More specifically FIG. 2 is an illustration of what the silicon substrate (2) looks like. The light channels (5) paths and diameters are optimized to reduce loss. They are drawn in FIG. 2 as arcs for simplicity.

More specifically FIG. 3 is a cross section drawing showing how the light channels (5) carry the light into the entrance slit (1) to be reflected down the same optical path through the spectrometer optical bench as the light under test (7).

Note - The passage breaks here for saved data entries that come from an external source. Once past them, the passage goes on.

PR #588, opened 2021-09-09
Revert metricity init changes

ChrisLovering:
This moves the init back into a docker-compose volume.

The bot now migrates metricity by actually including metricity in the docker compose, so there is no need for the site to run migrations in the image anymore.

This PR also moves the postgres health check code from site runtime, into docker compose.

This needs to be merged at the same time as https://github.com/python-discord/bot/pull/1820

### DIFF
--- a/docker-compose.yml
+++ b/docker-compose.yml
@@ -18,6 +18,11 @@ services:
       POSTGRES_DB: pysite
       POSTGRES_PASSWORD: pysite
       POSTGRES_USER: pysite
+    healthcheck:
+      test: ["CMD-SHELL", "pg_isready -U pysite"]
+      interval: 2s
+      timeout: 1s
+      retries: 5
     volumes:
       - ./postgres/init.sql:/docker-entrypoint-initdb.d/init.sql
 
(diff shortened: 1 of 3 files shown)


mbaruh:
For context, what was the original reasoning for doing the init outside of the compose? can you link the PR?

ChrisLovering:
> For context, what was the original reasoning for doing the init outside of the compose? can you link the PR?

The original reason was because when we included site in the bot's compose file, we used the image directly, so it did not have metricity initialised. This wasn't much of an issue until recently, when we added django-prometheus which requires those relations exist at run time.

However, this wasn't a great solution, since users who actually want to run metricity needed to delete the relations before bringing up metricity, since it does it's own migrations.

https://github.com/python-discord/site/pull/583

mbaruh (dismissed):
image
Docker screams at me when I try to do anything

mbaruh (approved):
Properly reverts the previous changes and works well with the bot PR 👍

Xithrius (approved):
Yes.

PR #593, opened 2021-09-23
Direct appeals to the appeals server

ChrisLovering:
Rather than mentioning the apeals email address, we now direct users to the appeal server, which will now be used for ban appeals.


ChrisLovering:
In draft until we have a modmail plugin to control pings

Akarys42 (approved):

vcokltfre (approved):
Awesome, happy to see this happening!

PR #596, opened 2021-10-04
Fixes Test Paths For Windows

### LINKED ISSUE #566: Test Failure On Windows
## Description
The current unittests fail on windows, when using the default test command:
> python manage.py test --no-input

## Cause
The following is the failing test: `pydis_site.apps.content.tests.test_views.test_get_context_data_breadcrumbs`
https://github.com/python-discord/site/blob/512bd175cffbc3463679f3e165bea6d0a486f6fa/pydis_site/apps/content/tests/test_views.py#L163-L177

The reason is in the following line:
https://github.com/python-discord/site/blob/512bd175cffbc3463679f3e165bea6d0a486f6fa/pydis_site/apps/content/tests/test_views.py#L175

Now, `context["breadcrumb_items"][2]["path"]` would normally produce `category/subcategory`. Those who have worked with paths before know where this is going, but since we are doing a blind comparison on the string values of paths, we end up with the following assertion error:

`category/subcategory != category\\subcategory`
(left is expected, right is the output on windows)

## Solution
These sort of things wouldn't cause actual problems while running, because windows, and python, can both gracefully handle either format.

One option when it comes to fixing this test, is to pass both ends through a Path call, resulting in:
```python
        context = self.ViewClass.get_context_data()
        context["breadcrumb_items"][2]["path"] = Path(context["breadcrumb_items"][2]["path"])

        self.assertEquals(
            context["breadcrumb_items"],
            [
                {"name": PARSED_CATEGORY_INFO["title"], "path": "."},
                {"name": PARSED_CATEGORY_INFO["title"], "path": "category"},
                {"name": PARSED_CATEGORY_INFO["title"], "path": Path("category/subcategory")},
            ]
        )
```

This should work because we will be comparing two paths objects, instead of pure strings.

This isn't a real solution though, generally speaking. It will solve the problem here, but this sort of thing can slip in at any time. This specific bug appears to have existed since Kosa did the rewrite, but I'm willing to bet it has existed for much longer. Either way, it's been in for quite a while.

Now, one thing we could do is add windows to our testing CI. It's not a fun process from my experience, but I can't think of a better solution right now. Alternatively, we just completely ignore windows, though as a windows user, I have to try and advocate against that :).

I'm open to hearing other solutions.

HassanAbouelela:
Closes #566.

Fixes a test that fails on Windows due to differing path separators. This is currently the only failing test on windows.

Of note is that this doesn't implement all of 566, as I haven't included windows in the CI. Regardless, I'm pushing this now because I don't know when I'll get around to getting the CI working, and that doesn't need to block this specific bug. This will also give more time for discussion around whether Windows in CI is desirable in the first place.


ChrisLovering (approved):

vcokltfre (approved):
I actually understand this one! All looks to be good :ok_hand:

PR #607, opened 2021-10-08
Sir-Lancebot env changes

TizzySaurus:
This PR makes documentation reflect the changes made in [sir-lancebot#896](https://github.com/python-discord/sir-lancebot/pull/896), as well as adding a few missing details such as backquotes.

### DIFF
--- a/pydis_site/apps/content/resources/guides/pydis-guides/contributing/sir-lancebot.md
+++ b/pydis_site/apps/content/resources/guides/pydis-guides/contributing/sir-lancebot.md
@@ -62,7 +62,11 @@ You will need your own test server and bot account on Discord to test your chang
     * `#dev-log`
     * `#sir-lancebot-commands`
 4. Create the following roles:
-    * `@Admin`
+    * `@Owners`
+    * `@Admins`
+    * `@Moderation Team`
+    * `@Helpers`
+    * `@Core Developers`
 5. Note down the IDs for your server, as well as any channels and roles created.
     * [**Learn how to obtain the ID of a server, channel or role here.**](../setting-test-server-and-bot-account#obtain-the-ids)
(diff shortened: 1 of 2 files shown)


wookie184 (commented):
`Admin` should be the only role needed to test sir-lancebot features, so I think that's the only role we should mention on the main page (it makes sense to list the others on the reference page though).

I'd even say `Helpers` is stretching it a bit as what is necessary, although probably fair to mention so one can differentiate between `MODERATION_ROLES` and `STAFF_ROLES` in testing.

TizzySaurus:
> `Admin` should be the only role needed to test sir-lancebot features, so I think that's the only role we should mention on the main page (it makes sense to list the others on the reference page though).
> 
> I'd even say `Helpers` is stretching it a bit as what is necessary, although probably fair to mention so one can differentiate between `MODERATION_ROLES` and `STAFF_ROLES` in testing.

How exactly do you define "needed"? All of these roles are used within different checks etc. so to me that means they're all needed to get the full functionality.

HassanAbouelela:
Most of these roles are not needed to test the functionality of something. Yes they may be used in checks, but do you for instance need to test with mod,admin,etc or, would just admin suffice. Same sort of philosophy as the test server. You don't need all channels, to use the bot, so here is a shorter list of ones you do need. I think that's even more important here since we already have problems with the guides.

Unless you are adding a feature that needs that role specifically, we probably shouldn't try to make everything configurable.

TizzySaurus:
It was decided internally on Discord that this PR isn't something we're after.

We'd like to keep config to a bare minimum to make setting up the bot easier, and since the only strictly necessary role is `Admins`, that should be the only one that's configurable (as is currently the case).

PR #591, opened 2021-09-21
Restructure bot contributing guide

mbaruh:
Partially handles #574 
Restructures the bot guide to focus on getting users "through the door" first, and slowly adding additional information and options.
The guide is built in terms of showing ways to run the bot and how to achieve it, rather than listing all of the information for each configuration and environment variable right away.
That said, the attempt was to still present the reader with the full information they need, and to still be able to use as a quick reference for contributors who are already familiar with the project.

As a style choice, this guide incorporates collapsible elements, which required some CSS and JS additions. This could be resolved with the bulma-collapsible extension, but it doesn't seem to function well inside django templates.

The guide includes an optional config.yml to use with the test server template. This is a temporary measure until we get the bootstrapping application going.

This guide additionally splits the bot account creation and obtaining Discord ID's guides and they didn't seem related. The original file is kept for now as it is used by other guides at the moment.

PR #609, opened 2021-10-09
Static Previews

### LINKED ISSUE #500: Long-term: Deploy previews!
It would be amazing to have deploy previews in our PRs, but this will probably require us to do a whole bunch of very tricky stuff, so it's a really long-term goal.

## Wait, what would we have to do?

- [x] Dewikify the site
- [ ] Migrate the API to a separate app. @SebastiaanZ is already working on that, so in the near future our API will be a separate FastAPI webapp. 
- [ ] Get rid of our database. Once the APIectomy is complete, it will be trivial to remove the database. We don't need `auth` and we don't need `sites` or `contenttypes`.
- [ ] Rewrite this app to be a static-site generator app, using something like [Cactus](https://github.com/eudicots/Cactus), [Pelican](https://docs.getpelican.com/en/latest/) or [Frozen-Flask](https://pythonhosted.org/Frozen-Flask/)
- [ ] Set up Deploy Previews using something like Netlify.

So yeah, _a lot_. 😅 But maybe one day!

HassanAbouelela:
It's finally here! Static previews on the site.

This PR uses [django-distill](https://pypi.org/project/django-distill/) to build a static version of the site, which is then deployed and hosted on netlify. Netlify will give us a static preview of the main branch, and it'll also give us previews on PRs. You can find examples of what that'll look like on my fork here:

https://github.com/HassanAbouelela/site-1/pull/8
This is a static preview of the changes made in #591.

## Important!
1. The netlify site should *not* be set up until this PR is merged. The first run of the action on the main branch won't generate a preview because of that, but it shouldn't matter. I've included instructions for setting up the netlify build, and plan on doing it myself once ready.

2. This PR *will* cause action failures on all other PRs once merged, since the script `netlify-build` will not be available on those branches. It's a really easy fix though, just need to pull main into them.

3. Redirects do not work at the moment, read on below.


HassanAbouelela:
# Redirects
The situation with redirects is a little complex, so I've decided to give it it's own comment here.

I've put a lot of work into redirects (you can see my latest efforts [here](https://github.com/HassanAbouelela/site-1/blob/redirects/pydis_site/apps/redirect/urls.py). You can find those changes deployed to [this](https://615f80944a7c1b0b247418a2--pydis-static.netlify.app/) preview branch.

In short: it really does not work as intended yet, and it's already too complex, and too ugly. I'm now heavily leaning towards abandoning that work since we really don't need redirects on the static previews. The only reason I considered having them in the first place is that we use them in some places on the site, but honestly I'm considering changing up those old links to the place they currently point to.

I want opinions, but this PR should be good to merge regardless.

HassanAbouelela:
I've done some more work on the redirects. The latest changes on the branch I linked in my previous comment are deployed [here](https://616229a3a841fec5fb8bf1db--pydis-static.netlify.app/).

Now, while my changes do work, they still feel sloppy. I did a bit more digging though, and I found a lot of guides and articles still using old links, so I'm not sure what the right call is here.

There's also a question of cost, since we generate ~40 extra HTML files for redirects alone. It's probably not a big deal, but it does take us from 246 to 285 files, so it shouldn't be ignored.

All in all, I'm not sure what to do. Perhaps I'll receive some clarity in the morning? TBD

HassanAbouelela:
Decided to ignore the caching problems, since we'll only save just around 15 seconds anyways. The buildx cache does not play nice with regular docker builds, and I couldn't figure out how to run an image built by buildx. If someone else wants to give it a shot, they are more than welcome to, otherwise, I'm marking this PR as ready.

Edit 1: I've managed to get it working, saving those 15 seconds. It's not too hacky, so I've decided to leave it in.

manage.py
```diff
@@ -155,8 +173,21 @@ def main() -> None:
 
     # Pass any others directly to standard management commands
     else:
+        if _static_build := "distill" in sys.argv[1]:
```
jchristgit: Since we use this variable outside of this block, would it be more clean to define it on a separate line? Just a thought.

pydis_site/apps/content/urls.py
```diff
@@ -1,9 +1,46 @@
...
+from pathlib import Path
+
+from django_distill import distill_path
 
 from . import views
 
 app_name = "content"
+
+
+def __get_all_files(root: Path, folder: typing.Optional[Path] = None) -> list[str]:
```
jchristgit, line 11: Hmm, why the double underscores here? Would it be more clean to use `__all__` to signify what is external?

static-builds/Dockerfile
```diff
@@ -0,0 +1,28 @@
...
+RUN poetry install --no-dev
+
+ARG git_sha="development"
+ENV GIT_SHA=$git_sha
+ENV PARENT_HOST=replace_me.host
+
+# Copy the source code in last to optimize rebuilding the image
+COPY . .
+
+RUN SECRET_KEY=dummy_value python manage.py distill-local build --traceback --force --collectstatic
```
jchristgit: Is there no way that we can re-use the main Dockerfile here?

jchristgit (approved):
This is very cool!!!!!!!!!!!! Nice work on the documentation. I have a few smaller comments, but actually they are more like questions. You can deal with them, or you can not. This looks good from an implementation perspective.

static-builds/Dockerfile
HassanAbouelela: I had initially avoided that so we can have each on a separate repo, and utilize cache better, but in it's current state, yeah it can be done.

Changed in 79259eb8

pydis_site/apps/content/urls.py
HassanAbouelela: My intention was to explicitly hide it because while it is technically a utility, it probably shouldn't be used directly from this file. I'm not sure if placing it under all conveys the same intention. It can still be imported and nothing will complain AFAIK.

What do you think?

jchristgit: Yes, that makes sense to me.

jchristgit:
Rock solid work. Thank you very much. Lemon will be very happy about this.

manage.py
HassanAbouelela: Changed in 03ad772d

HassanAbouelela:
Hey @jchristgit I've made some slight changes to the netlify build file. We now use https://nightly.site instead of a github token to increase security in our builds. Functionally, everything is still the same, and tested working on my fork.

jchristgit (approved):
@HassanAbouelela thanks! That's great news. More security 🚢🇮🇹

jb3 (approved):

PR #612, opened 2021-10-10
Adds Redirects To Static Builds

HassanAbouelela:
This PR continues the work done in #609, but adds redirects.

I've left quite a few comments there about redirects, and this is where I ended up now. It's kind of complicated, and not the most useful thing, so I decided to split it into a separate PR to help us decide what to do.


vcokltfre (approved):
With my limited Django knowledge don't take this as "everything is perfect", but rather "I don't see anything glaringly wrong with it" - so yeah, I don't see anything glaringly wrong with it

jchristgit (approved):
This is pretty genius. Thank you!

PR #615, opened 2021-10-17
FAQ: Update reference to `#dev-branding`

hedyhli:
Ref: [message in `#community-meta`](https://discord.com/channels/267624335836053506/429409067623251969/896753201645232169)

I think it should be updated so newer members won't get confused when they don't see a `#media-branding`.


Akarys42 (approved):
lgtm! thanks!

wookie184 (approved):
Thanks :)

PR #619, opened 2021-11-04
Improve Gitpod section in Sir Lancebot contributing guide

hedyhli:
**Add newlines so it's not a big unfriendly paragraph**
When I was reading (skimming) through the guide a while ago I completely missed the part about the fork and environment variables but since I was already familiar with the development process I got it working. I think that spitting them into separate paragraphs is more readable and clear.

**Fix gitpod workspace link**
Two problems:
1. `[<the-link>]()` links to the current page, not `<the-link>`
2. the link is wrong, we need to specify the full github URL not just `user/repo` else it'd show context error

**Clarification on terminal commands**
I'm not quite sure but it makes more sense like this

**Clarification on test server and bot**
We need to make it clear that a test server and bot is still needed when developing on Gitpod, else they wouldn't know what the environment variables are for.

**Add links for that ^ and for environment variables**
So users can find the corresponding guides on the two topics to set them up.


jchristgit (approved):
LGTM. Thanks!

D0rs4n (approved):

PR #621, opened 2021-11-10
Add `dm_sent` field to infractions model

### LINKED ISSUE #610: Add `dm_sent` field to infractions database
Refers to [bot#1864](https://github.com/python-discord/bot/issues/1864).

Make the necessary database changes in [this](https://github.com/python-discord/site/blob/53bbaac0eb515febb74a7a8f97dd9483df9a8568/pydis_site/apps/api/models/bot/infraction.py#L61) file in order to support infractions having a `dm_sent` field in the database which is shown upon `!infraction` command.

**RELEVANT PR TO BE MERGED WITH THOSE OF [bot#1864](https://github.com/python-discord/bot/issues/1864) AND [api#20](https://github.com/python-discord/api/issues/20).**

TizzySaurus:
Closes #610.

Exactly as the title says.

**To be merged with [bot#1951](https://github.com/python-discord/bot/pull/1951).**
Also relevant: [api#28](https://github.com/python-discord/api/pull/28)


Akarys42:
Thanks for the PR! We do not need to merge it with the API as they don't rely on each other. What we do need though is to either add bot side code to handle it at the same time, or have a sensible default value. Based on what you have so far, we should just set the default to `null` (do we even need to?).

TizzySaurus:
> Thanks for the PR! We do not need to merge it with the API as they don't rely on each other.

Will update that :+1:

> What we do need though is to either add bot side code to handle it at the same time, or have a sensible default value. Based on what you have so far, we should just set the default to `null` (do we even need to?).

Yep, the default value will be `null`. I looked through the docs and after a while of figuring out the structure etc. I found out that the default value for `BooleanField` is already `null` (actually `None`), so we don't need to specify anything.
docs

Akarys42 (dismissed):
Along with the serializer, don't forget to also add the new field to the documentation there

https://github.com/python-discord/site/blob/613e0730c5391c33d35106049bb6e8537e644446/pydis_site/apps/api/viewsets/bot/infraction.py#L61-L75

TizzySaurus:
> Along with the serializer, don't forget to also add the new field to the documentation there
> 
> https://github.com/python-discord/site/blob/613e0730c5391c33d35106049bb6e8537e644446/pydis_site/apps/api/viewsets/bot/infraction.py#L61-L75

Have done both :+1:

jchristgit (approved):
Good, concise change 👍

D0rs4n (approved):
Looks good to me, fix up the tests/linting and it's good to go!

jb3 (approved):

PR #622, opened 2021-11-11
Easy docker migrations

ChrisLovering:
This PR adds two things
1. An easy way to generate migrations running under a pure docker setup
   - Simply run `poetry run task dockermigrations` and all the migrations will be created
   - Under the hood this calls docker exec and then through the magic of volumes it appears in the local system
2. Add a persistent volume for postgres data
   - This means `docker-compose down` won't lose your db data anymore.
   - If needed you can still do `docker-compose down --volumes`

### DIFF
--- a/docker-compose.yml
+++ b/docker-compose.yml
@@ -46,6 +46,8 @@ services:
     volumes:
       - .:/app:ro
       - staticfiles:/var/www/static
+      - ./pydis_site/api/migrations:/app/pydis_site/api/migrations
+      - ./pydis_site/home/migrations:/app/pydis_site/home/migrations
     environment:
       DATABASE_URL: postgres://pysite:pysite@postgres:5432/pysite
       METRICITY_DB_URL: postgres://pysite:pysite@postgres:5432/metricity
--- a/docker-compose.yml
+++ b/docker-compose.yml
@@ -25,6 +25,7 @@ services:
       retries: 5
     volumes:
       - ./postgres/init.sql:/docker-entrypoint-initdb.d/init.sql
+      - pgdata:/var/lib/postgresql/data
 
   web:
     build:
@@ -57,3 +58,4 @@ services:
 
 volumes:
   staticfiles:
+  pgdata:
--- a/pyproject.toml
+++ b/pyproject.toml
@@ -49,6 +49,7 @@ build-backend = "poetry.core.masonry.api"
 [tool.taskipy.tasks]
 start = "python manage.py run --debug"
 makemigrations = "python manage.py makemigrations"
+dockermigrations = "docker-compose exec web python /app/manage.py makemigrations"
 django_shell = "python manage.py shell"
 test = "coverage run manage.py test"
 report = "coverage report -m"


MarkKoz:
The home app's migrations should also be mounted. This seems to be the only other app that has models.

ChrisLovering:
> The home app's migrations should also be mounted. This seems to be the only other app that has models.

The angles are not correct, but instead are drawn to illustrate the point.

Since certain changes may be made in the above described optical slit device with an integrated wavelength calibration light source for in situ wavelength calibration without departing from the scope of the invention herein involved, it is intended that all matter contained in the description thereof or shown in the accompanying figures shall be interpreted as illustrative and not in a limiting sense.

Claims

1. An optical slit device for a spectrometer comprising: an entrance optical slit on a semiconductor substrate;said semiconductor substrate including one or more calibration light sources; and,said calibration light sources positioned such that calibration light emitted from said calibration light sources enters said entrance optical slit and is reflected by said entrance optical slit and is then projected in down an optical path contained in said spectrometer in the same manner as light coming through said entrance optical slit from a light source under test.

2. The optical slit device for a spectrometer of claim 1 further comprising: said one or more calibration light sources' said calibration light being combined in integrating spaces located in said semiconductor substrate.

3. The optical slit device for a spectrometer of claim 2 further comprising: said one or more calibration light sources being semiconductor lasers or Light Emitting Diodes with narrow bandpass filters placed in front of said calibration light sources; and,wherein said calibration light is led by exit channels in said semiconductor substrate to said integrating spaces.

4. The optical slit device for a spectrometer of claim 3 further comprising: wherein the size of each of said calibration light exit channels limits said calibration light exit channels' cone of transmission to a reflecting surface of said entrance slit; and,wherein a side of said entrance slit that is facing said spectrometer's said optical path is shaped to guide said calibration light across a mirror in said spectrometer; and,said one or more exit light channels spread said calibration light across the whole of said entrance slit and said exit light channels are varied in diameter to equalize the irradiance in said entrance slit.